Version 402 of Unreal Tournament has an automatic PathNode generator which will do part of the work of placing paths automatically. It will attempt to cover the level with paths, but will not place special NavigationPoints such as playerstarts, liftcenters, etc.. To use the automatic PathNode generator, open your level in UnrealEd. Select the Window menu, and from it the log. At the prompt type 'Paths Build' (no quotes). This will take 5 to 10 minutes for a typical level.
To navigate around the level, bots will first find the nearest reachable NavigationPoint, and move to it. They will then move toward their destination, going from NavigationPoint to NavigationPoint. It is important that some NavigationPoint is reachable (there are no obstructions in the way) from any location a bot may reasonably get to in the level. If a bot can't find a valid path, either because it can't find a way to get on the network, or there is no valid way to get from the network to its destination, or the path on the network is broken, then the bot will wander (walking) around its current area.

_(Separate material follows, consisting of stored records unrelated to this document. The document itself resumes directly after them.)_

PR #873, opened 2021-01-06
Remove duplicate translation for contact us

AntoineAugusti:
"contact us" was translated in French in 2 various ways:
- nous joindre
- communiquer avec nous

The current translation system does not support 2 different wording for the same source therefore I'm removing one version (it was not used because of the technical limitation)


anikbrazeau (approved):
🚀

PR #876, opened 2021-01-08
Add missing string values for both english and french

RenDavidDimen:
Strings were missing from the En/Fr CSV files. 

I've added the required strings and translations to address the issue of the default english error message appearing on a the french pages.


AntoineAugusti (approved):
Works fine on the review app, thanks!

Screen Shot 2021-01-08 at 09 59 59

🚢

PR #874, opened 2021-01-07
Decouple email servicename

dorianjp:
https://trello.com/c/yeyTL5es/158-decouple-email-and-service-name

- Added new page to wizard for creating a service.
- Added new item for editing email from address in settings.
- Moved validations to wizard steps in form vs. end submit validation
- Modified validations for service name
- Modified validations for email from
- New shared form validators
- Refactoring on create service wizard
  - remove hardcoding on steps
  - refactored next steps process from client-side
  - removed organisation type form hidden fields as it was not used in system
  - added api_client validations
  - new template page for wizard
  - content changes throughout to align with design
  - test fixes

PR #881, opened 2021-01-13
Remove line in logo page

anikbrazeau:
# Summary | Résumé

Remove redundant content on logo page, as per suggestion on https://github.com/cds-snc/notification-admin/pull/874

Removed top sentence from `/add-service?current_step=choose_logo` page and both csv translation files:
"The default logo use in email messages is the English Government of Canada signature." 
"Le logo par défaut utilisé dans vos messages courriel est la signature du gouvernement du Canada en anglais d'abord."


AntoineAugusti (approved):
LGTM, thanks for cleaning that up and opening a PR

PR #883, opened 2021-01-14
fix reference to months so french strings appear when expected

RenDavidDimen:
# Summary | Résumé

Fixing month string reference so French months appear when expected.

Trello: https://trello.com/c/ms7DKi9n/135-missing-french-strings-months-in-template-usage


dorianjp:
[SNS warning Topic should only be used by Alarms](https://trello.com/c/4e58AlOx/178-sns-warning-topic-should-only-be-used-by-alarms)

PR #893, opened 2021-01-27
feat: move SMS senders to platform admin

AntoineAugusti:
Move settings
- Receive text messages
- Text message senders

to the Platform admin section and make sure that service owners cannot change these settings themselves.

I've kept tests testing the behaviour of text message senders, just updated those to make sure that the logged-in user was a platform admin to perform these actions.

## Do we need to change the API?
My understanding is no.

SMS sender HTTP endpoints are defined here (just 1 HTTP endpoint, others are present if you search for `sms-sender`)
https://github.com/cds-snc/notification-api/blob/757e94bcec48347663d978e9bd10121f1eaf7b21/app/service/rest.py#L783

And the blueprint that makes sure that requests come from the admin
https://github.com/cds-snc/notification-api/blob/757e94bcec48347663d978e9bd10121f1eaf7b21/app/__init__.py#L134-L135

As a user, you cannot handcraft HTTP requests and ask the admin to do those to the API, so we're safe.

Other "platform admin only" things like inbound numbers don't have a different authentication mechanism.
https://github.com/cds-snc/notification-api/blob/757e94bcec48347663d978e9bd10121f1eaf7b21/app/__init__.py#L158-L159

## How to test this
Use the review app and go to "Service settings" with a Platform admin account/with a normal user account.

## Screenshots
New settings in Platform Admin
Screen Shot 2021-01-27 at 09 37 22

Fewer settings in "Text message settings"

Screen Shot 2021-01-27 at 09 36 54

Trello card: https://trello.com/c/ugFh402K/250-make-text-message-senders-platform-admin-only

### DIFF
--- a/app/main/views/service_settings.py
+++ b/app/main/views/service_settings.py
@@ -864,7 +864,7 @@ def service_delete_letter_contact(service_id, letter_contact_id):
 
 
 @main.route("/services/<service_id>/service-settings/sms-sender", methods=['GET'])
-@user_has_permissions('manage_service', 'manage_api_keys')
+@user_is_platform_admin
 def service_sms_senders(service_id):
     return render_template(
         'views/service-settings/sms-senders.html',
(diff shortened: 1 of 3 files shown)


dorianjp (approved):
clever how it auths also based on the client in the API, so no API changes required

PR #1546, opened 2023-05-10
Feat/add ab testing bounce rate

andrewleith:
# Summary | Résumé

This PR updates the bounce rate feature flag logic to show new features if the FF is on OR if the service being accessed is in a new config value, `FF_ABTEST_SERVICE_ID`.

You'll need to add a new variable to your `.env` file with a service id or 2 you want to test:
```
FF_ABTEST_SERVICE_ID=9cfb3ddd-fddd-4824-8xsx-c7d4447cc5b4
```

### A/B testing service:
image

### Other service
image


app/__init__.py
```diff
@@ -208,6 +208,7 @@ def get_locale():
 
     # allow gca_url_for to be called from any template
     application.jinja_env.globals["gca_url_for"] = gca_url_for
+    application.jinja_env.globals["current_service"] = current_service
```
andrewleith, line 211: This allows all jinja templates (`.html` files) to have access to `current_service` so we can do the A/B testing based on `current_service.id`.

app/config.py
```diff
@@ -141,6 +141,7 @@ class Config(object):
     FF_SPIKE_SMS_DAILY_LIMIT = env.bool("FF_SPIKE_SMS_DAILY_LIMIT", False)
     FF_SMS_PARTS_UI = env.bool("FF_SMS_PARTS_UI", False)
     FF_BOUNCE_RATE_V1 = env.bool("FF_BOUNCE_RATE_V1", False)
+    FF_ABTEST_SERVICE_ID = [x.strip() for x in os.environ.get("FF_ABTEST_SERVICE_ID", "").split(",")]
```
jzbahrai, line 144: can we default this to []

andrewleith: If the env is omitted or empty you mean?

jzbahrai: yes

jzbahrai: I made a mistake it already defaults to []. Sorry about that.

whabanks (approved):
LGTM! Tested a service with and without being in the service list flag.

PR #1547, opened 2023-05-10
upgrade utils to 50.3.3 and rerun poetry lock

sastels:
# Summary | Résumé

admin uses the token generating and checking code from utils to verify user email addresses.

Here we switch admin to use the [new token code from utils](https://github.com/cds-snc/notification-utils/pull/204) that uses "token" for the salt when generating tokens,  but still accepts allows tokens signed with salt DANGEROUS_SALT.

After this has been in production long enough for all old tokens to expire (min1 hour) we will push another PR to admin that stops sending the salt to the utils token code. (after that, we can update the utils token code to not accept a salt as an argument)

- change your email address

# Release Instructions | Instructions pour le déploiement

So it's possible that there could be a race condition where during deployment someone tries to change their email address and their link is generated with a pod running the new code, and when they open the link they are connected to a pod running the old code. In this case the link would fail. The link would work if they tried a few minutes later when the system is fully deployed. Given how infrequent people change their email address I do not think it's worth it to try to prevent this situation.


jimleroyer (approved):
LGTM

PR #1552, opened 2023-05-16
Fix/UI issue low bounce rate

andrewleith:
# Summary | Résumé

This PR fixes the case where bounce rates are less than 0.1%.  In that case, they were being rounded down to 0 and displaying incorrectly.


smcmurtry (approved):
Looks like this fixes the bug and matches the designs. I notice that the other box just says "0.0% failed" rather than "less than 0.1%" so we may want to make these work the same way to avoid confusion.

Screenshot 2023-05-16 at 3 42 49 PM

PR #1553, opened 2023-05-16
Update the data retention limit from "3 to 90" to "3 to 7"

smcmurtry:
# Summary | Résumé

We have a bucket policy that [expires uploaded CSV files after 7 days](https://github.com/cds-snc/notification-terraform/blob/main/aws/common/s3.tf#L22).

And our security page states that we will only keep personal info for 7 days: https://notification.canada.ca/security#h-we-keep-personal-information-for-7-days

So we should change the maximum data retention period that could be set by a platform admin from 90 days to 7, to be consistent.

Before:
Screenshot 2023-05-16 at 1 59 36 PM

After:
Screenshot 2023-05-16 at 2 03 12 PM

CI tests should pass.


jimleroyer (approved):
:shipit:

PR #1554, opened 2023-05-17
Display Redis data from the bounce rate client in the dashboard

smcmurtry:
# Summary | Résumé

This PR does the following:
- adds the `RedisBounceRate` client to notification-admin
- update to the latest version of notification-utils, to make use of the new `get_total_hard_bounces` method
- update the `calculate_bounce_rate` function to get the date from the `RedisBounceRate` client
- updated tests that were mocking the stats data that was previously used, so that they now mock the `RedisBounceRate` client data instead

Tests should pass in CI.

It isn't really possible to manually test this locally or in our review environment because:
- our review environment can't connect to Redis in Staging
- even if we run admin and api locally, we don't get the delivery status back from AWS if we run locally, so we can't populate actual bounce data to test with locally

So we will have to do more of the manual testing of this change in Staging.


app/main/views/dashboard.py
```diff
@@ -295,45 +293,32 @@ def _get_daily_stats(service_id):
...
+    bounce_rate.bounce_total = bounce_rate_client.get_total_hard_bounces(service_id)
+    bounce_status = bounce_rate_client.check_bounce_rate_status(service_id)
+
+    # We only want to show a neutral color on the dashboard if we are less than minimum volume
+    # but still over the warning threshold
+    if (
+        bounce_status == BounceRateStatus.NORMAL.value
+        and bounce_rate.bounce_percentage > current_app.config["BR_WARNING_PERCENTAGE"]
+    ):
+        bounce_rate.below_threshold = True
```
andrewleith, line 317: This is much simpler than before ⭐

tests/app/main/views/test_dashboard.py
```diff
@@ -1632,118 +1632,13 @@ def test_dashboard_page_a11y(
...
-                    },
-                ],
-                1,
-                "0.1% problem addresses",
-            ),
+            (0.05, "warning", 1, "5.0% problem addresses"),
+            (0.10, "critical", 1, "10.0% problem addresses"),
+            (0.0, "normal", 0, "No problem addresses"),
+            (0.0005, "normal", 1, "Less than 0.1% problem addresses"),
+            (0.001, "normal", 1, "0.1% problem addresses"),
```
andrewleith, line 1641: This is so much cleaner, too! :)

andrewleith (dismissed):
This looks good!  You are missing the second acceptance criteria from the ticket though, " Dashboard queries have been updated to a true rolling 24 hour period".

The final step in setting up the navigation network is performing a PATHS DEFINE. This can be done by typing PATHS DEFINE into the UnrealEd console, or pressing the "Paths Define" button in the lighting section of the rebuild window. The designer can examine the network generated in any of the UnrealEd world view windows by selecting "Show Paths" from that window's "View" menu. NavigationPoints which are successfully connected will have either blue or red lines between them. Bots will use either blue or red paths, but blue paths are preferable - they indicate a cleaner, more obstruction free path. Each time geometry is changed or NavigationPoints are added or moved (including inventory, since paths are generated from inventory items), a PATHS DEFINE should be performed.
There are several common problems that result from assumptions and approximations made by the AI to minimize CPU overhead. Make sure that all NavigationPoints are separated by at least 50 world units. If two pathnodes are too close together, a bot may get stuck on them. The editor log window will display warnings during a PATHS DEFINE if paths are too close together. This problem commonly occurs with InventorySpots, which are automatically placed near all inventory items. Don't place PathNodes too near to inventory.
In some situations, bots may get stuck on the edge of a ledge where it runs into a wall. This occurs because of a threshold problem. Bots won't jump off ledges until the angle of their destination is greater than 45 degrees from the ledge direction. If they run into a wall right around this threshold, they may get confused. The solution is to adjust the NavigationPoint they were trying to reach, or add an intermediate PathNode.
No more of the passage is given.